To lower costs, companies are focusing on reducing return rates

Product returns are always an unhappy expense to a business. But if that involves paying for a customer to ship the product back to you, that expense is amplified. Amid rising expenses, including climbing shipping rates, many businesses are looking to combat budget constraints by tackling return rates. In this article, we take a look at this predicament, and what can be done to avoid your shipped goods being sent back to you.  

How much of an issue are return shipments?  

In 2024, the average return rate for ecommerce was 16.9% of sales – though some retailers are looking at numbers closer to 30%, depending on the product. Clothing and shoes, as well as other items requiring specific sizing, are often returned at higher rates. This number is also climbing, more than doubling from an average of 8.1% in 2019.  

That’s a pretty staggering number, when you picture between 17 and 30 of every 100 e-commerce purchases being returned. Then, imagine the shipping costs and other expenses associated with that rate. In 2024, consumer returned products cost American businesses $890 billion. On average, the cost to process a return can be anywhere from 20%–65% of the item’s original value. 

Trends show brands are changing their return policies.  

The Reverse Logistics Association’s (RLA) returns index for 2024 found that major brands are strategizing against cost increases by addressing return policies. Among a selection of American top hundred retailers: 

  • 30% charged restocking fees 
  • 75% limited what could and could not be returned 
  • Many offered better return options through subscriptions and customer loyalty programs 

Likewise, a different study by ReturnPro found that “that nearly 60% of retailers have keep-it policies for items that aren’t financially viable to ship back.” 

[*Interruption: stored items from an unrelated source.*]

PR #629, opened 2021-07-12
helm: move default annotations out of conditional

aramase:

Move the default container annotation out of the conditional.

Fixes #


manifest_staging/charts/secrets-store-csi-driver/templates/secrets-store-csi-driver-windows.yaml
```diff
@@ -17,11 +17,11 @@ spec:
 {{ toYaml .Values.windows.updateStrategy | indent 4 }}
   template:
     metadata:
-    {{- if .Values.windows.podAnnotations }}
       annotations:
         kubectl.kubernetes.io/default-logs-container: secrets-store
```
aramase, line 21: Setting this annotation will use the `secrets-store` container by default for logs when `-c <container name>` isn't passed as part of `kubectl logs`

PR #656, opened 2021-07-23
feat: add keep-crd upgrade hook

aramase:

The crds have been moved from the templates/ to crds/ folder. When helm upgrade is run, helm will delete the crds because they're no longer in the generated template. To prevent deletion, we patch the 2 CRDs with the "helm.sh/resource-policy": "keep". Helm will skip deletion of resources with these annotation. Also, converted the hooks to a job as helm kills the pod before kubectl exec is run. With job, helm waits until the pod is run and reaches completion.

Fixes #

### DIFF
--- a/manifest_staging/charts/secrets-store-csi-driver/templates/keep-crds-upgrade-hook.yaml
+++ b/manifest_staging/charts/secrets-store-csi-driver/templates/keep-crds-upgrade-hook.yaml
@@ -1,71 +1,74 @@
 apiVersion: rbac.authorization.k8s.io/v1
 kind: ClusterRole
 metadata:
-  name: {{ template "sscd.fullname" . }}-upgrade-crds
+  name: {{ template "sscd.fullname" . }}-keep-crds
 {{ include "sscd.labels" . | indent 2 }}
   annotations:
-    helm.sh/hook: pre-install,pre-upgrade
+    helm.sh/hook: pre-upgrade
     helm.sh/hook-delete-policy: "hook-succeeded,before-hook-creation"
-    helm.sh/hook-weight: "1"
+    helm.sh/hook-weight: "2"
 rules:
   - apiGroups: ["apiextensions.k8s.io"]
     resources: ["customresourcedefinitions"]
-    verbs: ["get", "create", "update", "patch"]
+    verbs: ["get", "patch"]
 ---
 apiVersion: rbac.authorization.k8s.io/v1
 kind: ClusterRoleBinding
 metadata:
-  name: {{ template "sscd.fullname" . }}-upgrade-crds
+  name: {{ template "sscd.fullname" . }}-keep-crds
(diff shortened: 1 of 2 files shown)


manifest_staging/charts/secrets-store-csi-driver/templates/crds-upgrade-hook.yaml
```diff
@@ -5,7 +5,8 @@ metadata:
 {{ include "sscd.labels" . | indent 2 }}
   annotations:
     helm.sh/hook: pre-install,pre-upgrade
-    helm.sh/hook-delete-policy: before-hook-creation,hook-succeeded
+    helm.sh/hook-delete-policy: "hook-succeeded,before-hook-creation"
+    helm.sh/hook-weight: "1"
```
aramase, line 9: The hooks are evaluated in ascending order based on the configured weights. We want the `keep-crds` hook to be the last one run during upgrade, so it annotates the CRDs.

manifest_staging/charts/secrets-store-csi-driver/templates/crds-upgrade-hook.yaml
```diff
@@ -36,31 +38,34 @@ metadata:
...
-  {{- if .Values.imagePullSecrets }}
-  imagePullSecrets:
-    {{ toYaml .Values.imagePullSecrets | indent 4 }}
-  {{- end }}
-  nodeSelector:
-    kubernetes.io/os: linux
+  backoffLimit: 0
+  template:
+    metadata:
+      name: crds-keep
```
nilekhc, line 58: Isn't this install/upgrade hook? Also can we uniform naming with `{{ template "sscd.fullname" . }}` prefix like other names?

manifest_staging/charts/secrets-store-csi-driver/templates/keep-crds-upgrade-hook.yaml
```diff
@@ -0,0 +1,74 @@
...
+{{ include "sscd.labels" . | indent 2 }}
+  annotations:
+    helm.sh/hook: pre-upgrade
+    helm.sh/hook-weight: "2"
+    helm.sh/hook-delete-policy: "hook-succeeded,before-hook-creation"
+spec:
+  backoffLimit: 0
+  template:
+    metadata:
+      name: crds-keep
```
nilekhc, line 58: same as above for prefixing with `{{ template "sscd.fullname" . }}`

manifest_staging/charts/secrets-store-csi-driver/templates/crds-upgrade-hook.yaml
aramase: this is only required during upgrade from the current charts `0.0.23` to newer versions. For fresh install, crds are installed by helm.

PR #671, opened 2021-07-29
helm: add option to configure fullnameOverride

### LINKED ISSUE #665: Truncate helm chart hook jobs name if longer than 63 char
Ref: https://github.com/Azure/secrets-store-csi-driver-provider-azure/issues/592

aramase:

Helm charts that package this as a dependency can override the fullname using the value. By default, helm appends the release chart name as prefix for the subchart which can make the name really long. Helm charts that package this as a dependency can use `fullnameOverride: secrets-store-csi-driver` to ensure the parent chart release name isn't appended to the driver fullname. 

Fixes #665 

### DIFF
--- a/manifest_staging/charts/secrets-store-csi-driver/templates/_helpers.tpl
+++ b/manifest_staging/charts/secrets-store-csi-driver/templates/_helpers.tpl
@@ -12,11 +12,15 @@ We truncate at 63 chars because some Kubernetes name fields are limited to this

This isn’t only because of rising costs. The rise of fraudulent returns is also on the rise, causing a “significant issue” for as much as 93% of retailers. Protecting yourself against this expense is an important part of your logistics and fulfillment strategy.  

How do you reduce your business’ return rates?  

Charging for certain returns or having no-return policies on some items are some of the strategies businesses are using to reduce return rates. Some practices you may want to implement, if possible, include: 

  • Directing customers to post returns to your warehouse, rather than a brick-and-mortar store 
  • Directing customers to drop off returns physically, rather than shipping them back 
  • Including clear limits and cut offs in your return policy – for example, clearly stating how many days the customer has, what condition the item must be in, and what can be exchanged versus refunded 
  • Including clear and easy-to-find product information to reduce the amount of unnecessary returns 
  • Investing in smarter packaging materials to ensure the amount of returns due to damage in transit is minimal  
  • Investing in third-party software that can help identify and blacklist serial return fraud offenders 

Of course, returns will never entirely disappear. Mistakes happen, both on the seller and buyer’s ends. However, there are steps that can be taken to reduce your rates, beating the 17 in 100 statistic.